Extracted entries
# # # #
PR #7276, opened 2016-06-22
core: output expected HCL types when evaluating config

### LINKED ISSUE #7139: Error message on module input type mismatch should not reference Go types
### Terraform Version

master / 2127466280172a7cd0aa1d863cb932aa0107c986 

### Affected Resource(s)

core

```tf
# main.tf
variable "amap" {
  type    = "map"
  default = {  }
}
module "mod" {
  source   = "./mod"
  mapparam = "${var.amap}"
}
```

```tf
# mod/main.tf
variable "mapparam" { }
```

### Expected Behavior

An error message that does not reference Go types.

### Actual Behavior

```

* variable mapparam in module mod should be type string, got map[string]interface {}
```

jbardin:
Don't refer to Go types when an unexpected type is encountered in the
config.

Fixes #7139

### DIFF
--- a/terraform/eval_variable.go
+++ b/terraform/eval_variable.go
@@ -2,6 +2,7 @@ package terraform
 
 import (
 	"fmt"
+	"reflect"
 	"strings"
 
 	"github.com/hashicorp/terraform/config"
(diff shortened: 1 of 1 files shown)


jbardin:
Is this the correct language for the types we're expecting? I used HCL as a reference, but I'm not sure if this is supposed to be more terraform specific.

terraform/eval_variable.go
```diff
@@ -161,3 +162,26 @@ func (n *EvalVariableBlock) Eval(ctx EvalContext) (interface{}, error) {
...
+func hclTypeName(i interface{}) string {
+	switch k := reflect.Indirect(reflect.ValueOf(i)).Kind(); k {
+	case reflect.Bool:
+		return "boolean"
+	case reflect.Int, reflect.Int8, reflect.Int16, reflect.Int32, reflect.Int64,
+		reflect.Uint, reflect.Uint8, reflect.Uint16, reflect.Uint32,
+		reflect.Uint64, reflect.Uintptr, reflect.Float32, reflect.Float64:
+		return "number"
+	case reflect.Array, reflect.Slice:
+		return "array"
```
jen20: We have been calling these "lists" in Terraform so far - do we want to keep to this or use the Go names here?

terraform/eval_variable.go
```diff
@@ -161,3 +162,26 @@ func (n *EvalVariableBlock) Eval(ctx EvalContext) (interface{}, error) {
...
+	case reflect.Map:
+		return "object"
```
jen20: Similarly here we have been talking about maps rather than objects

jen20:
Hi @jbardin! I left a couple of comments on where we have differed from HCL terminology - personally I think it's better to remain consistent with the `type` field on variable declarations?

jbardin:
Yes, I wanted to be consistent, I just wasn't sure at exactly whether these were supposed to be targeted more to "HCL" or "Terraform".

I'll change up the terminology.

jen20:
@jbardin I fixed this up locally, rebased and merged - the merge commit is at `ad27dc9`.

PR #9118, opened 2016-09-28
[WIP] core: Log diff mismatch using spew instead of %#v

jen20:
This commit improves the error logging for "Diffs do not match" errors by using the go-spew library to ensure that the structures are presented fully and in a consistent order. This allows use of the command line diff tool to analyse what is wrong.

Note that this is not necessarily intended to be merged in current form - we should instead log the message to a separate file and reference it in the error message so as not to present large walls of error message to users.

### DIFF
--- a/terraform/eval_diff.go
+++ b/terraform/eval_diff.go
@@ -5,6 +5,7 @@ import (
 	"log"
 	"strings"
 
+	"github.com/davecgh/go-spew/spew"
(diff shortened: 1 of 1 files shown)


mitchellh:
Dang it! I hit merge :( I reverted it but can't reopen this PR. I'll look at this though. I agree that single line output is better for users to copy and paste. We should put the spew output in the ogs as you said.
# # # #
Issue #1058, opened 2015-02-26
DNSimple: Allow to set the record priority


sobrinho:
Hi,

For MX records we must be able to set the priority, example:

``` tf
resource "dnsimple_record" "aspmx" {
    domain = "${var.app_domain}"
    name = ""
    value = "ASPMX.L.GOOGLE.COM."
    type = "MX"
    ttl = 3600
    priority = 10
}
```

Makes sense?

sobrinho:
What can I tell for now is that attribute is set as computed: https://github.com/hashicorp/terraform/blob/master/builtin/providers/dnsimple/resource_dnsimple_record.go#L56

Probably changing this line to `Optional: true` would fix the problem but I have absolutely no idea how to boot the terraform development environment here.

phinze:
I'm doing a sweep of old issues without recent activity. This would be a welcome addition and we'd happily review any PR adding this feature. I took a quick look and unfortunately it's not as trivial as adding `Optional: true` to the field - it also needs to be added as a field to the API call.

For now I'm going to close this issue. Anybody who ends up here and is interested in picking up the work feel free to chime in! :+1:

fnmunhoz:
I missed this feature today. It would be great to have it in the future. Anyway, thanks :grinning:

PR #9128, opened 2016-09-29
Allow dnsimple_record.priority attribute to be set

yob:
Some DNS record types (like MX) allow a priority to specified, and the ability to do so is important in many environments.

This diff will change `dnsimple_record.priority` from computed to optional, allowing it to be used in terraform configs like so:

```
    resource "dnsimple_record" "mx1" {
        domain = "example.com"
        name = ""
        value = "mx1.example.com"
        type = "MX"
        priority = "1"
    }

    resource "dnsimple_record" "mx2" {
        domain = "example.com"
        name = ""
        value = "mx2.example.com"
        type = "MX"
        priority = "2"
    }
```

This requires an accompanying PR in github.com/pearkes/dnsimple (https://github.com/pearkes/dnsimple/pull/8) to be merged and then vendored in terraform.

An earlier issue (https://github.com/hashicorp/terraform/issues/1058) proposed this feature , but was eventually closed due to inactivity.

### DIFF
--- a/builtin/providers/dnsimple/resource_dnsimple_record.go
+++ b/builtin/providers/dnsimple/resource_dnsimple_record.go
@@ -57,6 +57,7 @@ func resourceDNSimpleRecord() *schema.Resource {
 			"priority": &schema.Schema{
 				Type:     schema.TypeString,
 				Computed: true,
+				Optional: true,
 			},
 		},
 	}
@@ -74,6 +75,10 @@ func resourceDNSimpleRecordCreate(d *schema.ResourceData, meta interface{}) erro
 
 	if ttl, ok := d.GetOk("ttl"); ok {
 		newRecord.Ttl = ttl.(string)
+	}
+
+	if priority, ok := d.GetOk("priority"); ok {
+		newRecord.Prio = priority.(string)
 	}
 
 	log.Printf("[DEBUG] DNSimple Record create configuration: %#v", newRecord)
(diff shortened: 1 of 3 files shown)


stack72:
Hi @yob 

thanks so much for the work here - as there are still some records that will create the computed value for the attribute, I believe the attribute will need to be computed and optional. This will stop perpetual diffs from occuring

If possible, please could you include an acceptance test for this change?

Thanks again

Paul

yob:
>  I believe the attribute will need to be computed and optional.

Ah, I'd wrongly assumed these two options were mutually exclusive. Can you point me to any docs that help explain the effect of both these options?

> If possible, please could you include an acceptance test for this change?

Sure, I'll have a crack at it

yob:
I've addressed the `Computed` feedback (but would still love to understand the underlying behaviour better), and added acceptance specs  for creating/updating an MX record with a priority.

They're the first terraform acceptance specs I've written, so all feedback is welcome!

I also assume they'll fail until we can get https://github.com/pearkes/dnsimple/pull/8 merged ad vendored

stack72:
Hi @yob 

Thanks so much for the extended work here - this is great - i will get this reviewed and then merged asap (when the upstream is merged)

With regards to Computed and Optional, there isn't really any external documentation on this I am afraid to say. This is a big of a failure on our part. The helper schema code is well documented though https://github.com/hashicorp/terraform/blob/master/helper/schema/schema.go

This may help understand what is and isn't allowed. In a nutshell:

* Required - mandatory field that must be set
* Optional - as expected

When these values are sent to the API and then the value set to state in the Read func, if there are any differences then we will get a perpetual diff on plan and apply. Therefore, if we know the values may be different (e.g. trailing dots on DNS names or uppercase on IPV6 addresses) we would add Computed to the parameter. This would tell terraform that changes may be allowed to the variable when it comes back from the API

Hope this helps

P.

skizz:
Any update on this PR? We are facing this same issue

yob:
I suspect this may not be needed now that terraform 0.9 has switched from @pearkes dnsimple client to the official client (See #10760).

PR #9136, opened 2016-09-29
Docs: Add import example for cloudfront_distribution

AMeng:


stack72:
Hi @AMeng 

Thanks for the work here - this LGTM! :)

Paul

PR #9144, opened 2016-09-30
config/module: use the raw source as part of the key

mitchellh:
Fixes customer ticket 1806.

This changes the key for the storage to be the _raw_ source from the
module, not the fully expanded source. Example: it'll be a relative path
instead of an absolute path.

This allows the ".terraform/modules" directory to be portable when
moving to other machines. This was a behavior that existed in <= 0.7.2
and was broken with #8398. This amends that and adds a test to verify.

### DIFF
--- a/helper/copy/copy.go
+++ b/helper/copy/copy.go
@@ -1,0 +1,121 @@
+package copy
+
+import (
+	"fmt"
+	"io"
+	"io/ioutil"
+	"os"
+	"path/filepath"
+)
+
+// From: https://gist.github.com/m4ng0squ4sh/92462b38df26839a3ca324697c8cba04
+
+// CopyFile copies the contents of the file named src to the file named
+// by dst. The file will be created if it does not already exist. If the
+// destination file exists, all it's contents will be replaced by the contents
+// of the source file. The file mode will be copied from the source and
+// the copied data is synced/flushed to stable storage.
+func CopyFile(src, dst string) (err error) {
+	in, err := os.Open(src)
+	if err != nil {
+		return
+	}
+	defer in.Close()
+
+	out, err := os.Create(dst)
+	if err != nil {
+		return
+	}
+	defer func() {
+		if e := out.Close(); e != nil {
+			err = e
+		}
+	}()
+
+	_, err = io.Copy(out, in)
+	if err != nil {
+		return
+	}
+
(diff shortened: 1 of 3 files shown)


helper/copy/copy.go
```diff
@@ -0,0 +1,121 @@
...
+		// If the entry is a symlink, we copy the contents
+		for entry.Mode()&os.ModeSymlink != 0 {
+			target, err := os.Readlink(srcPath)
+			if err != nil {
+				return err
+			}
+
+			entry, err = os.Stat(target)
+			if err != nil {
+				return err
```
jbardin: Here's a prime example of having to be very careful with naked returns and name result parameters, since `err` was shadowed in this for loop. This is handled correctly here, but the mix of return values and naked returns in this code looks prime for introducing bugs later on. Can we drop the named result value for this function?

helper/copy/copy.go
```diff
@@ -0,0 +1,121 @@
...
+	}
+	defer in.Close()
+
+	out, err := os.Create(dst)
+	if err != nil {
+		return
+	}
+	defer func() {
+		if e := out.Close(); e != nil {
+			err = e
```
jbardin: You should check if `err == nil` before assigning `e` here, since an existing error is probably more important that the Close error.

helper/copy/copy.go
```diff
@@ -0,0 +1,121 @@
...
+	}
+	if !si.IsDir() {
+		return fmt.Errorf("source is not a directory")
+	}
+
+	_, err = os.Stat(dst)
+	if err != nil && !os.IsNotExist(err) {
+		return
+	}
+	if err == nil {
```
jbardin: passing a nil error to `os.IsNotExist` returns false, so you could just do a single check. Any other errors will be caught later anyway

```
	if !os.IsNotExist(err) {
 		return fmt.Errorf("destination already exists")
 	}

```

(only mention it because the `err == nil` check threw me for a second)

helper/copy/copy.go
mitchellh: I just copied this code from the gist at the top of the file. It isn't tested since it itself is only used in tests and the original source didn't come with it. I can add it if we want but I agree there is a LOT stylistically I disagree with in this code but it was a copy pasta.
# # # #
Work instructions
For each line in the entries that contains the string "agree", make a copy.

Answer space
Dang it! I hit merge :( I reverted it but can't reopen this PR. I'll look at this though. I agree that single line output is better for users to copy and paste. We should put the spew output in the ogs as you said.
mitchellh: I just copied this code from the gist at the top of the file. It isn't tested since it itself is only used in tests and the original source didn't come with it. I can add it if we want but I agree there is a LOT stylistically I disagree with in this code but it was a copy pasta.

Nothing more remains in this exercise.